The polka medleys are amazing because they taught me tunes I didn’t know. As a conservative Christian kid, Weird Al was teaching me pop songs. The one on Bad Hair Day had Nine Inch Nails’ “Closer,” with “I wanna fuck you like an animal.” How incredible is it to get those lyrics into this form? It’s so sneaky.
There’s something about Weird Al that makes even the strictest of parents let their guard down.

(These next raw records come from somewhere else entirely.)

Issue #213, opened 2024-02-20
Add the ability to specify `GraphQLResolveInfo.context` type


fedirz:
Currently, `GraphQLResolveInfo.context` is being typed as `Any`, making `GraphQLResolveInfo` a generic would give users the ability to provide their type. This is already being done in `GraphQL.js`
```
export type GraphQLFieldResolver<
  TSource,
  TContext,
  TArgs = any,
  TResult = unknown,
> = (
  source: TSource,
  args: TArgs,
  context: TContext,
  info: GraphQLResolveInfo,
) => TResult;
```

If this change will be welcome, I'd like to make a pull-request implementing it.

Cito:
Sure, PRs of that kind are always welcome.

PR #214, opened 2024-02-20
Allow user to pass in a custom resolve info context type (#213)

fedirz:
Usage example:
```
from typing import Generic, NamedTuple, TypeVar

TContext = TypeVar("TContext")

class GraphQLResolveInfo(Generic[TContext], NamedTuple):
    ...
    context: TContext
    ...

GraphQLResolveInfo(None) # Ok
GraphQLResolveInfo({"asdf": 1234}) # Ok

type Context = dict[str, int]

UserGraphQLResolveInfo = GraphQLResolveInfo[Context]

UserGraphQLResolveInfo(None)
 # │     Argument of type "None" cannot be assigned to parameter "context" of type "Context" in function "__init__" Pyright (reportArgumentType) [17, 24]
 # │        "None" is incompatible with "Context"

UserGraphQLResolveInfo({"asdf": 1234}) # Ok
```

### DIFF
--- a/src/graphql/type/definition.py
+++ b/src/graphql/type/definition.py
@@ -2,6 +2,7 @@
 
 from __future__ import annotations  # Python < 3.10
 
+import sys
 from enum import Enum
 from typing import (
     TYPE_CHECKING,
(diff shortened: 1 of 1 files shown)


src/graphql/type/definition.py
Cito, line 1: Shouldn't the context attribute now get the type TContext instead of Any?

src/graphql/type/definition.py
```diff
@@ -554,8 +554,9 @@ def to_kwargs(self) -> GraphQLFieldKwargs:
     def __copy__(self) -> GraphQLField:  # pragma: no cover
         return self.__class__(**self.to_kwargs())
 
+TContext = TypeVar("TContext")
 
-class GraphQLResolveInfo(NamedTuple):
+class GraphQLResolveInfo(Generic[TContext], NamedTuple):
```
Cito:
```suggestion
class GraphQLResolveInfo(NamedTuple, Generic[TContext]):
```

I think it's nicer to always put the Generics at the end.

Cito (changes requested):
Can you also add a test that serves as a usage example, like above in the description.

You can simulate a type error with a "type: ignore" comment. It should say "unnecessary type ignore" if there is no type error.

src/graphql/type/definition.py
Cito: I also noticed that multiple inheritance with NamedTuple is not supported with Python < 3.11 (see [here](https://github.com/python/cpython/issues/88089)). Since GraphQL-core supports Python > 3.6, we need to make a case distinction or catch the type error for older Python versions, and use a normal NamedTuple in that case.

Cito:
How did you actually produce that type error? I tried with mypy 1.8, but couldn't reproduce it.

Update: I can reproduce it now, but not if I use a type alias. I need to specify the type directly. Seems you used Pylance, right?

fedirz:
> How did you actually produce that type error? I tried with mypy 1.8, but couldn't reproduce it.
> 
> Update: I can reproduce it now, but not if I use a type alias. I need to specify the type directly. Seems you used Pylance, right?

No, the error came from `pyright`
```
graphql-core on  generic-resolve-info-context [!?] is 📦 v3.3.0a4
❄ ❯ python --version
Python 3.12.2

graphql-core on  generic-resolve-info-context [!?] is 📦 v3.3.0a4
❄ ❯ pyright --version
pyright 1.1.349

graphql-core on  generic-resolve-info-context [!?] is 📦 v3.3.0a4
❄ ❯ pyright src/graphql/test.py
/home/ted/code/graphql-core-dev/graphql-core/src/graphql/test.py
  /home/ted/code/graphql-core-dev/graphql-core/src/graphql/test.py:17:24 - error: Argument of type "None" cannot be assigned to parameter "context" of type "Context" in function "__init__"
    "None" is incompatible with "Context" (reportArgumentType)
1 error, 0 warnings, 0 informations
```

fedirz:
> Can you also add a test that serves as a usage example, like above in the description.
> 
> You can simulate a type error with a "type: ignore" comment. It should say "unnecessary type ignore" if there is no type error.

Is there already a test in the codebase that does something similar, which I can use as an example?

Cito:
> > How did you actually produce that type error? I tried with mypy 1.8, but couldn't reproduce it.
> > Update: I can reproduce it now, but not if I use a type alias. I need to specify the type directly. Seems you used Pylance, right?
> 
> No, the error came from `pyright`

Makes sense since Pylance is based on Pyright.

Cito:
The idea is to add a test that serves as a usage example and where running the test or type checking of the test code would fail if you revert the change in this PR.

Instead of a comment like "# this gives an error" you would simply write "# type: ignore". This comment tells type checkers like pyright or mypy to ignore the typing error, so that the type checking that is also run on the test code would not fail. On the other hand, if there is *not* the expected type error, mypy is configured to report a superfluous "type: ignore" comment. You can test everything with tox and the included tox.ini file.

But you can also leave the tests to me, no problem.

fedirz:
> The idea is to add a test that serves as a usage example and where running the test or type checking of the test code would fail if you revert the change in this PR.
> 
> Instead of a comment like "# this gives an error" you would simply write "# type: ignore". This comment tells type checkers like pyright or mypy to ignore the typing error, so that the type checking that is also run on the test code would not fail. On the other hand, if there is _not_ the expected type error, mypy is configured to report a superfluous "type: ignore" comment. You can test everything with tox and the included tox.ini file.
> 
> But you can also leave the tests to me, no problem.

Yeah, if you could add the test, that'd be great. Thanks for the help on this!

Cito (approved):

PR #218, opened 2024-04-09
Enable recursive type definitions

yilinjuang:
Mypy supports recursive types now.

https://github.com/python/mypy/issues/731
https://github.com/python/mypy/issues/14219

### DIFF
--- a/src/graphql/pyutils/path.py
+++ b/src/graphql/pyutils/path.py
@@ -2,7 +2,7 @@
 
 from __future__ import annotations
 
-from typing import Any, NamedTuple, Optional
+from typing import NamedTuple
 
 __all__ = ["Path"]
 
@@ -10,7 +10,7 @@ __all__ = ["Path"]
 class Path(NamedTuple):
     """A generic path of string or integer indices"""
 
-    prev: Optional[Path]
+    prev: Path | None
     """path with the previous indices"""
     key: str | int
     """current index in the path (string or integer)"""
@@ -25,7 +25,7 @@ class Path(NamedTuple):
         """Return a list of the path keys."""
         flattened: list[str | int] = []
         append = flattened.append
-        curr: Path = self
+        curr: Path | None = self
         while curr:
             append(curr.key)
             curr = curr.prev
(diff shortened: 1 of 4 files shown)


src/graphql/pyutils/path.py
```diff
@@ -2,15 +2,15 @@
...
+from typing import Any, NamedTuple, Optional
 
 __all__ = ["Path"]
 
 
 class Path(NamedTuple):
     """A generic path of string or integer indices"""
 
-    prev: Any  # Optional['Path'] (python/mypy/issues/731)
+    prev: Optional[Path]
```
Cito:
```suggestion
    prev: Path |  None
```

recently switched to this newer style

src/graphql/validation/rules/overlapping_fields_can_be_merged.py
```diff
@@ -98,10 +98,7 @@ def enter_selection_set(self, selection_set: SelectionSetNode, *_args: Any) -> N
 # Field name and reason.
 ConflictReason: TypeAlias = Tuple[str, "ConflictReasonMessage"]
 # Reason is a string, or a nested list of conflicts.
-if MYPY:  # recursive types not fully supported yet (/python/mypy/issues/731)
```
Cito, line 101: You can now remove the MYPY constant completely.

src/graphql/pyutils/path.py
Cito: Line 28 must then also be changed to `curr: Path | None = self`.

Also, in `test_executor` we must now add the line `assert prev is not None` two times (as lines 311, 315).

Cito (approved):
Thanks you for contributing.

There are still some minor issues, see failing QA test and comments.

src/graphql/validation/rules/overlapping_fields_can_be_merged.py
yilinjuang: Removed

src/graphql/pyutils/path.py
yilinjuang: Fixed

PR #227, opened 2024-09-22
add `ValidationAbortedError` to `__all__`

trim21:


Cito (approved):
GraphQL.js doesn't export it either, but I think you're right, it cannot harm to export it.

Cito:
It will not be part of the official, documented API though, and not available directly from the graphql package to end users. If you want that, please raise it as an issue in GraphQL.js so that we can stay compatible.

PR #230, opened 2024-10-19
feat: add codspeed for continuous benchmarking

erikwrede:
This PR adds CodSpeed for benchmarking


tests/benchmarks/test_visit.py
```diff
@@ -23,5 +23,5 @@ def test_visit_all_ast_nodes(benchmark, big_schema_sdl):  # noqa: F811
 def test_visit_all_ast_nodes_in_parallel(benchmark, big_schema_sdl):  # noqa: F811
     document_ast = parse(big_schema_sdl)
     visitor = DummyVisitor()
-    parallel_visitor = ParallelVisitor([visitor] * 50)
+    parallel_visitor = ParallelVisitor([visitor] * 20)
```
Cito, line 26: Is there a reason why you reduced the number? The original benchmark had 50.

.github/workflows/test.yml
```diff
@@ -3,6 +3,29 @@ name: Tests
...
 
 jobs:
+
+  benchmarks:
+    name: 📈 Benchmarks
+    runs-on: ubuntu-latest
+
+    steps:
+      - uses: actions/checkout@v4
+      - run: pipx install poetry
```
Cito: Shouldn't this come after the setup-python?

Cito (approved):
Thanks, looks good. I have made two comments. I'd also move it into a separate yml file.

You can ignore the mypy issues since they are not related to the PR, I fill fix them in main.

tests/benchmarks/test_visit.py
erikwrede: Benchmark timed out on CI with 50 visitors. Couldn't reproduce, so I reduced the number and now it's working perfectly fine.

.github/workflows/test.yml
erikwrede: Good point, I honestly copied this job over from strawberry, where' it's been running smoothly for a while. I can change the order if you prefer.

tests/benchmarks/test_visit.py
Cito: Ok, just wanted to know. I'll add a comment.

.github/workflows/test.yml
Cito: Saw you did that already, thanks.

PR #231, opened 2024-10-21
fix: recreate poetry lock

erikwrede:
Recreating the poetry lock, because poetry install failed on master


erikwrede:
The recent master merge seems to have broken it ^

poetry.lock
```diff
@@ -1,10 +1,9 @@
-# This file is automatically @generated by Poetry 1.4.2 and should not be changed by hand.
```
erikwrede, line 1: Seems like our poetry versions differ, most of the changes here should be caused by that. It was a simple `poetry lock --no-update`

Cito (approved):

PR #237, opened 2025-05-03
Update README.md to include Typed GraphQL

willemt:
Hi there, I maintain a small library that uses GraphQL-Core so was wondering if it was OK to include in the "Integrations" section? Thanks for GraphQL-Core and your time


Cito (approved):

Cito:
Thank you, looks interesting.

PR #238, opened 2025-05-13
Cancel remaining fields on exceptions

### LINKED ISSUE #236: `RuntimeWarning: coroutine ... never awaited` when a sibling resolver raises an error
**Repro**

```python
import asyncio
from graphql import (
    graphql,
    GraphQLSchema,
    GraphQLObjectType,
    GraphQLField,
    GraphQLNonNull,
    GraphQLString,
)


async def resolve_foo(obj, info):
    return "foo!"


def resolve_bar(obj, info):
    raise Exception('yikes')


schema = GraphQLSchema(
    query=GraphQLObjectType(
        name="RootQueryType",
        fields={
            "foo": GraphQLField(GraphQLNonNull(GraphQLString), resolve=resolve_foo),
            "bar": GraphQLField(GraphQLNonNull(GraphQLString), resolve=resolve_bar),
        },
    )
)

result = asyncio.run(graphql(schema, "{ foo bar }"))
print(result)
```

Prints

```
$ python3 test2.py
ExecutionResult(data=None, errors=[GraphQLError('yikes', locations=[SourceLocation(line=1, column=7)], path=['bar'])])
sys:1: RuntimeWarning: coroutine 'ExecutionContext.execute_field.<locals>.await_result' was never awaited
sys:1: RuntimeWarning: coroutine 'resolve_foo' was never awaited
```

**Version info**

```
$ pip freeze | grep graphql-core
graphql-core==3.2.6
```

I'm guessing what could be happening here is that:

- non-nullable field error (`bar`) bubbles up and cancels execution for the rest of the type's fields
- ...but we already kicked off the `foo` async resolver function
- ...but by aborting, we don't ever unwrap the future / await the result for, hence the warning.

Which makes total sense -- and indeed if we do `schema.execute("{ bar foo }")` we don't see the warning printed -- because the async function never even gets kicked off.

I think maybe we need to be calling `task.cancel()` or `.close()` somewhere?

- https://docs.python.org/3/library/asyncio-task.html#asyncio.Task.cancel
- https://docs.python.org/3/reference/datamodel.html#coroutine.close

(originally misatttributed to strawberry https://github.com/strawberry-graphql/strawberry/issues/3820) 

Thanks!

mgorven:
gather() returns when the first exception is raised, but does not cancel any remaining tasks. These continue to run which is inefficient, and can also cause problems if they access shared resources like database connections.

Fixes: #236

### DIFF
--- a/src/graphql/execution/execute.py
+++ b/src/graphql/execution/execute.py
@@ -2,7 +2,14 @@
 
 from __future__ import annotations
 
-from asyncio import ensure_future, gather, shield, wait_for
+from asyncio import (
+    CancelledError,
+    create_task,
+    ensure_future,
+    gather,
+    shield,
+    wait_for,
+)
 from contextlib import suppress
 from copy import copy
 from typing import (
@@ -459,12 +466,23 @@ class ExecutionContext:
                 field = awaitable_fields[0]
                 results[field] = await results[field]
             else:
-                results.update(
-                    zip(
-                        awaitable_fields,
-                        await gather(*(results[field] for field in awaitable_fields)),
-                    )
-                )
+                tasks = {
+                    create_task(results[field]): field  # type: ignore[arg-type]
+                    for field in awaitable_fields
+                }
+
+                try:
+                    awaited_results = await gather(*tasks)
+                except Exception:
+                    # Cancel unfinished tasks before raising the exception
+                    for task in tasks:
+                        if not task.done():
+                            task.cancel()
+                    await gather(*tasks, return_exceptions=True)
+                    raise
+
+                results.update(zip(awaitable_fields, awaited_results))
+
             return results
 
         return get_results()
@@ -538,6 +556,10 @@ class ExecutionContext:
                     try:
                         return await completed
                     except Exception as raw_error:
+                        # Before Python 3.8 CancelledError inherits Exception and
+                        # so gets caught here.
+                        if isinstance(raw_error, CancelledError):
+                            raise  # pragma: no cover
                         self.handle_field_error(
                             raw_error,
                             return_type,
@@ -745,6 +767,10 @@ class ExecutionContext:
             if self.is_awaitable(completed):
                 completed = await completed
         except Exception as raw_error:
+            # Before Python 3.8 CancelledError inherits Exception and
+            # so gets caught here.
+            if isinstance(raw_error, CancelledError):
+                raise  # pragma: no cover
             self.handle_field_error(
                 raw_error, return_type, field_group, path, incremental_data_record
             )
--- a/tests/execution/test_parallel.py
+++ b/tests/execution/test_parallel.py
@@ -11,6 +11,7 @@ from graphql.type import (
     GraphQLInt,
     GraphQLInterfaceType,
     GraphQLList,
+    GraphQLNonNull,
     GraphQLObjectType,
     GraphQLSchema,
     GraphQLString,
@@ -193,3 +194,42 @@ def describe_parallel_execution():
             {"foo": [{"foo": "bar", "foobar": 1}, {"foo": "baz", "foobaz": 2}]},
             None,
         )
+
+    @pytest.mark.asyncio
+    async def cancel_on_exception():
+        barrier = Barrier(2)
+        completed = False
+
+        async def succeed(*_args):
+            nonlocal completed
+            await barrier.wait()
+            completed = True  # pragma: no cover
+
+        async def fail(*_args):
+            raise RuntimeError("Oops")
+
+        schema = GraphQLSchema(
+            GraphQLObjectType(
+                "Query",
+                {
+                    "foo": GraphQLField(GraphQLNonNull(GraphQLBoolean), resolve=fail),
+                    "bar": GraphQLField(GraphQLBoolean, resolve=succeed),
+                },
+            )
+        )
+
+        ast = parse("{foo, bar}")
+
+        awaitable_result = execute(schema, ast)
+        assert isinstance(awaitable_result, Awaitable)
+        result = await asyncio.wait_for(awaitable_result, 1.0)
+
+        assert result == (
+            None,
+            [{"message": "Oops", "locations": [(1, 2)], "path": ["foo"]}],
+        )
+
+        # Unblock succeed() and check that it does not complete
+        await barrier.wait()
+        await asyncio.sleep(0)
+        assert not completed


Cito:
Thank you @mgorven - will have a look later this week or on the weekend.

src/graphql/execution/execute.py
```diff
@@ -459,12 +468,16 @@ async def get_results() -> dict[str, Any]:
...
-                    zip(
-                        awaitable_fields,
-                        await gather(*(results[field] for field in awaitable_fields)),
-                    )
-                )
+                tasks = {}
+                for field in awaitable_fields:
+                    tasks[create_task(results[field])] = field  # type: ignore[arg-type]
+
+                done, pending = await wait(tasks, return_when=FIRST_EXCEPTION)
```
mgorven: The other approach is to allow all fields to finish executing and then raise the exception.

src/graphql/execution/execute.py
```diff
@@ -459,12 +468,16 @@ async def get_results() -> dict[str, Any]:
...
+                for task in pending:
+                    task.cancel()
+
+                results.update((tasks[task], task.result()) for task in done)
```
mgorven: This maintains the previous behaviour of not setting any results if an exception is raised, but I could change this to set the results we do have and then raise the exception.

mgorven:
Check is failing because coverage is not 100%, but this is because `completed = True` in the test case is not executed which is exactly what we're testing for.

src/graphql/execution/execute.py
dacevedo12: Does this behave in-line with the spec regarding partial results?

https://spec.graphql.org/draft/#sec-Handling-Execution-Errors

mgorven: I think this is fine because the potentially completed fields are siblings of the field with an exception, and the exception is propagated to the parent which will either be `null` or propagate further up. In either case these siblings field won't be present in the response.

src/graphql/execution/execute.py
Cito: You could do it using gather() like this:

```python
                tasks = [create_task(results[field]) for field in awaitable_fields]
                try:
                    awaited_results = await gather(*tasks)
                except Exception:
                    # cancel all pending tasks before bubbling up the error
                    for task in tasks:
                        if not task.done():
                            task.cancel()
                    await gather(*tasks, return_exceptions=True)
                    raise
                results.update(
                    zip(
                        awaitable_fields,
                        awaited_results,
                    )
                )
```

src/graphql/execution/execute.py
```diff
@@ -459,12 +468,18 @@ async def get_results() -> dict[str, Any]:
...
             else:
-                results.update(
-                    zip(
-                        awaitable_fields,
-                        await gather(*(results[field] for field in awaitable_fields)),
-                    )
-                )
+                tasks = {}
+                for field in awaitable_fields:
+                    tasks[create_task(results[field])] = field  # type: ignore[arg-type]
```
Cito:
```suggestion
                tasks = {
                    create_task(results[field]): field for field in awaitable_fields
                }
```

src/graphql/execution/execute.py
Cito: Manually re-raising the exception shows more explicitly what happens in the error case.

But your approach is also fine. Maybe add a comment before the results.update() mentioning that potential exceptions will be raised at this point automatically (when task.result() is called).

tests/execution/test_parallel.py
```diff
@@ -193,3 +194,40 @@ async def is_type_of_baz(obj, *_args):
             {"foo": [{"foo": "bar", "foobar": 1}, {"foo": "baz", "foobaz": 2}]},
             None,
         )
+
+    @pytest.mark.asyncio
+    async def cancel_on_exception():
+        barrier = Barrier(2)
```
Cito, line 200: Nice test, thank you.

tests/execution/test_parallel.py
```diff
@@ -193,3 +194,40 @@ async def is_type_of_baz(obj, *_args):
...
+        )
+
+        ast = parse("{foo, bar}")
+
+        awaitable_result = execute(schema, ast)
+        assert isinstance(awaitable_result, Awaitable)
+        result = await asyncio.wait_for(awaitable_result, 1.0)
+
+        assert result.errors
+        assert not result.data
```
Cito:
```suggestion
        assert result == (
            None,
            [
                {
                    "message": "Oops",
                    "locations": [(1, 2)],
                    "path": ["foo"],
                }
            ],
        )
```

To make sure the exception bubbles up properly.

tests/execution/test_parallel.py
```diff
@@ -193,3 +194,40 @@ async def is_type_of_baz(obj, *_args):
...
+        barrier = Barrier(2)
+        completed = False
+
+        async def succeed(*_args):
+            nonlocal completed
+            await barrier.wait()
+            completed = True
+
+        async def fail(*_args):
+            raise Exception
```
Cito:
```suggestion
            raise RuntimeError("Oops")
```

tests/execution/test_parallel.py
```diff
@@ -193,3 +194,40 @@ async def is_type_of_baz(obj, *_args):
...
+
+    @pytest.mark.asyncio
+    async def cancel_on_exception():
+        barrier = Barrier(2)
+        completed = False
+
+        async def succeed(*_args):
+            nonlocal completed
+            await barrier.wait()
+            completed = True
```
Cito:
```suggestion
            completed = True  # pragma: no cover
```

To avoid the coverage error.

Cito (changes requested):
Thanks a lot for this contribution and sorry for not looking into it earlier.

Your approach looks good to me, just a few suggestions.

Also, I think we need to do something similar in other places where we gather results asynchronously, e.g. in `complete_list_value()`. Let me know if you want to add it to this PR or create a separate one, or whether I should work on this.

mgorven:
Thanks for the review, I've addressed the comments. You can take the other instances, unless you aren't able to get to that for a while in which case I can help.

Cito (approved):

Cito:
Ok, will try to do something similar for the other instances as well and then create a release in the coming days.

Cito:
Thank you again for your contribution to this project.

Cito:
This fix is now been released in v3.3.0a8, I also fixed the other similar instances and extracted the extra code into a utility function.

He doesn’t curse, there’s no politics, and it’s very friendly. And I have a theory about Al fans. When I was a kid, I skipped the originals. I didn’t get them. I just wanted the parody of the song I knew. But now, I’ve come into this huge fandom for his originals, the genre parodies, and now my favorite is “Frank’s 2000” TV,” which is his R.E.M.-type beat. It’s off Alapalooza, I think. And he’s doing so much sonically with all the layered Rickenbacker arpeggiated electric guitars, and it’s so beautiful. And even the song on Poodle Hat, “Bob,” where he just does a palindrome sandwich for every lyric. I skipped it so hard when I was a kid, but now I get it and his version of Bob Dylan. I love original Al. I actually made a playlist for one of my favorite songwriters — we were doing a co-write, and I was just yapping about Weird Al, and I made a playlist of a bunch of his original songs and said, “You’ve gotta listen to these lyrics, it’s amazing.” And as for the parodies, I think it’s still got to be “Amish Paradise.” That’s the one that got me in. It lives rent-free in my mind.
What’s your karaoke secret weapon?
It’s always ’90s, and I’ll give you my top three. First, you have to read the room. If it’s mainly men, I’m doing “Flagpole Sitta” by Harvey Danger. If it’s mostly women and queers, it’s got to be Meredith Brooks’ “Bitch.” And if it’s millennials, like people my age, I’ll pull out “You Remind Me” by Usher.